Gordon Haff wrote an insightful column today about “skeuomorphic virtualizaton,” in other words the notion of thinking of virtual servers as having the same look and feel of the physical machines lying underneath. The upshot is that virtualization ends up just being a form of partioning; users view virtualized instances as no different from a single physical server.
Gordon urges the end of skeuomorphism’s reign of terror (my words, not his) now that containers are (back) in the news.
So don’t simply stuff “a hodepodge,” as Gordon says, of operating systems versions along with your app and all that goes with it (web server, database, storage, comms) into a container as if it’s just another virtualized machine.
Instead, he writes that it’s time to think of “containerized operating systems, container packaging systems, container orchestration like Kubernetes, DevOps practices, microservices architectures, “cattle” (shorter term) workloads, software-defined everything, and pervasive open source as part of a new platform for cloud apps.”
Reboot Time
Old habits die hard. The relentless drive for efficiency in business focuses itself evermore on IT operations, breeding an instinct to view the new tool as simply an improved hammer and to simply try to slam things through with it more quickly. An increasing focus on DevOps, as seen from the high management level, can certainly reinforce this view.
But that would be wrong. Containers give everyone another shot at imagining their software as a number of services rather than a unified application.

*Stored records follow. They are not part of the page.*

PR #7493, opened 2025-08-09
Improve PP3 loading robustness.

gibbotronic:
I note that the PP3 file is an INI file where various string parameters have non-uniform capitalization, and the code within RawTherapee's processing looks for specific formatting to set up various variables, eg. `improcfun.cc` `ImProcFunctions::ciecam_02float` expects the ColorAppearance.SurrSrc parameter to be "Average" when setting up how it performs and "AVERAGE" is not an applicable value, thereby leading to various parameters not being set up correctly, so you can get a divbyzero and therefore a segfault.

Ideally all parameters would be converted to lowercase and all logic would work on lowercase parameters, but in any case this pull request adds the ability to cope with variations in case of various string parameters such that internal logic for processing still succeeds.

This is to help performance with relation to issues I was having in AI-PP3 at https://github.com/tychenjiajun/art/issues/5

### DIFF
--- a/rtengine/procparams.cc
+++ b/rtengine/procparams.cc
@@ -25,6 +25,7 @@
 #include <glibmm/fileutils.h>
 #include <glibmm/miscutils.h>
 #include <glibmm/keyfile.h>
+#include <glibmm/ustring.h>
 
 #include "color.h"
 #include "colortemp.h"
@@ -42,6 +43,73 @@ using namespace std;
 
 namespace
 {
+
+Glib::ustring camelCapped(const Glib::ustring& str)
+{
+    Glib::ustring result(str);
+    result.replace(0, 1, 1, Glib::Unicode::toupper(result[0]));
+    bool nextShouldBeCapital = false;
+    for (size_t i = 1; i < result.size(); ++i) {
+        if (result[i] == ' ') {
+            nextShouldBeCapital = true;
+        } else {
+            if (nextShouldBeCapital) {
+                result.replace(i, 1, 1, Glib::Unicode::toupper(result[i]));
+                nextShouldBeCapital = false;
+            } else {
+                result.replace(i, 1, 1, Glib::Unicode::tolower(result[i]));
+            }
+        }
+    }
+    return result;
+}
+
+enum class KeyFormat {
+    Original,
+    CapitalizeWords,
+    CapitalizeFirstLetterOnly,
+    AllUppercase,
+    AllLowercase
+};
+
+Glib::ustring formatKey(const Glib::ustring& key, KeyFormat format = KeyFormat::Original)
+{
+    if (key.empty()) {
+        return key;
+    }
+    switch (format)
+    {
+        case KeyFormat::Original:
+            return key;
+        case KeyFormat::CapitalizeWords:
+            return camelCapped(key);
+        case KeyFormat::CapitalizeFirstLetterOnly: {
+            Glib::ustring result(key);
+            result.replace(0, 1, 1, Glib::Unicode::toupper(result[0]));
+            for (size_t i = 1; i < result.size(); ++i) {
+                result.replace(i, 1, 1, Glib::Unicode::tolower(result[i]));
+            }
+            return result;
+        }
+        case KeyFormat::AllUppercase: {
+            Glib::ustring result;
+            for (auto c : key) {
+                result += Glib::Unicode::toupper(c);
+            }
+            return result;
+        }
+        case KeyFormat::AllLowercase: {
+            Glib::ustring result;
+            for (auto c : key) {
+                result += Glib::Unicode::tolower(c);
+            }
+            return result;
+        }
+        default:
+            break;
+    }
+    return key;
+}
 
 Glib::ustring expandRelativePath(const Glib::ustring &procparams_fname, const Glib::ustring &prefix, Glib::ustring embedded_fname)
 {
@@ -92,7 +160,7 @@ Glib::ustring expandRelativePath2(const Glib::ustring &procparams_fname, const G
 		&& !procparams_fname2.empty()
 		&& Glib::path_is_absolute(procparams_fname2)) {
 		// embedded_fname is not a valid path;
-		// try with procparams_fname2 (the path defined in Preferences) as a prefix 
+		// try with procparams_fname2 (the path defined in Preferences) as a prefix
 		rPath = expandRelativePath(procparams_fname2 + G_DIR_SEPARATOR_S, prefix, embedded_fname);
 	}
 	return(rPath);
@@ -142,7 +210,7 @@ Glib::ustring relativePathIfInside2(const Glib::ustring &procparams_fname, const
 		// (the path defined in Preferences)
 		rPath = relativePathIfInside(procparams_fname2 + G_DIR_SEPARATOR_S, false, embedded_fname);
 	}
-	return(rPath);		
+	return(rPath);
 }
 
 
@@ -2072,7 +2140,7 @@ CGParams::CGParams() :
     pwr(1.2),
     colorspace("acesp1"),
     rolloff(true)
-    
+
 {
 }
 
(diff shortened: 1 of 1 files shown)


Lawrence37:
In my opinion, it is better to have a separate tool to align externally-generated pp3s to the format expected by RawTherapee. The pp3 format belongs to RawTherapee. It should be able to enforce a strict format to keep the pp3 reader simple. It should not have to cater to 3rd party applications that make mistakes in the pp3 generation.

gibbotronic:
I understand that the pp3 format is indeed RawTherapee's. But the issue is that there is no standardisation on the naming of text items due to the disparate and diverse contributors.

Eg. in some instances, text values are interpreted as enums (which is sensible) like TWO_DEGREES. Then sometimes it is capitalised (Coloropp), then other times lowercase (normal / high), then sometimes all upper (SLI / MAN / AUTO) then sometimes with spaces (As Image), sometimes without (AsImage), then sometimes camel-capped (ProPhoto).
So the format of each text-based parameter in the INI file is strangely non-uniform.

I did this as a method to make the usabilty of RawTherapee more helpful for external tools such as AI-PP3 without them having to track the idiosyncratic (random?) capitalisation of text parameters.
If the loading of the INI file can cope with a range of capitalisation of text parameters, surely the better. And if this handling of methods is within the source code of RawTherapee's loading function itself, it would save the maintenance of another external tool which could drift from the format in RawTherapee and stagnate.

Since submitting this, my machine has been working through photos from a European trip whilst I have been out and about for a few days (and at work), with rawtherapee-cli coping with AI-PP3's output happily.

I did the fix in here because AI-PP3's source is in JS and I much prefer C++, plus adding it to RawTherapee means other PP3 generators (which I know nothing about) can write their PP3s and RawTherapee will happily load them without fuss, or (as is the case here) won't segfault because a variable like coefQ has bypassed correct initialisation all because the word "Average" was written as "AVERAGE".

This pull request won't affect the handling of how RawTherapee saves its own pp3 files, of course. It just makes it more accepting of text parameters in the motley-assorted INI file (of which there is no written spec, as far as can tell). How can we expect external tools to write a standard format when the format is not documented?

Lawrence37:
I understand that the non-uniformity of the values and names is strange, but I still don't think that RawTherapee should support non-compliant values and names from external tools. Doing so would mean added complexity that must be maintained as long as RawTherapee keeps using pp3. The bigger reason why I think this way is because if the external tool knows which values and names are available, then surely it should know their proper spelling, capitalization, etc. If a external tool puts "average" instead of "Average", or "Mean" instead of "Average", I think that is 100% the responsibility of the external tool to correct. Non-AI powered pp3 generators don't have this issue. I just don't see how we can justify the added effort and complexity of having RawTherapee be more flexible.

gibbotronic:
I understand the worry in some respects, but where is the definition of "non-compliant values" for all to see?
If it isn't published anywhere then how can anything be considered non-compliant?

If the file format was XML we'd likely have a XSD which would be trivial to maintain, and we could point people to the XSD when they send us a malformed XML to load.
Instead we have an INI file with no standardisation or published spec and then fail to operate correctly (crash) when they don't meet the unpublished/imaginary standard.

Whether the external tool is AI or not is not overly relevant. I could load a PP3 in an editor and type with caps lock on and the file would load but the program would segfault when processing the pp3. Make it a binary format if we don't want text edits.

It's no different to accepting bad user input. You can't type out of range values into edit boxes and we validate the input.

As I say, I thought ensuring the text values met the expected internal formats on load was the simplest route instead of changing every function to work on lowercase values.
You can reject the pull request with the small changes to a single function which is no problem but then it would appear that there's no interest in validating the format of the loaded pp3, like we do for other user input, which to my mind is absolutely baffling.
You then end up with bugs in other places (as demonstrated by incorrect variable initialisation during the colour correction phase) and produce more work down the line all because you haven't validated user input from file input.

Lawrence37:
The pp3 specification is implicitly defined, but is nevertheless unambiguous. Deviations from the specification is what I mean by "non-compliant". Sorry if my wording is confusing.

It seems I'm having difficulty communicating my rationale as to why this is better off as an external tool. I will phrase it in a different way. Coaxing the text in the pp3 from within RawTherapee is essentially masking the problems.
Problem 1 - Crash with unknown values: If I understand you correctly, *any* unknown value leads to a crash for certain parameters. Adjusting a bad input's capitalization, whitespace, etc. only avoids crashes for a small set of bad inputs. A proper fix is using the default value if the parameter cannot be mapped to a recognized value.
Problem 2 - "Non-compliant" values from pp3 generators: Invalid values point to a bigger underlying problem. The pp3 generator does not understand the pp3 specification well enough. This could partially be due to the lack of a specification document. It could also be due in part to the pp3 generators' inability to follow instructions exactly (no matter how clear the specification is). This part is unique to LLM-based generators, which is why I referenced non-AI generators in my previous comment.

Further, as Gordon notes, they let you throw in an OS here, some orchestration there, a VPN there, and truly become efficient (and more future-proof) in the way you design and deploy what you’re trying to do.
The original SOA days seem far away to me, but the idea of provisioning services is still a radical one. Too often today, software-as-a-service in the cloud still means software-as-an-application from the sky. The inexorability of Moore’s Law allows people to slam things through for short-term gain rather than long-term efficiency, and this will be particularly true as containers become prized for their relative abstemious use of resources.
But an expeditious, rather than more profound, use of containers will just create tomorrow’s hodgepodge. The potential of containers to reboot the way we think of services and how they should be delivered can logically lead to re-imagining how users should experience what the services offer – and how skeuomorphic those experiences should be, of course.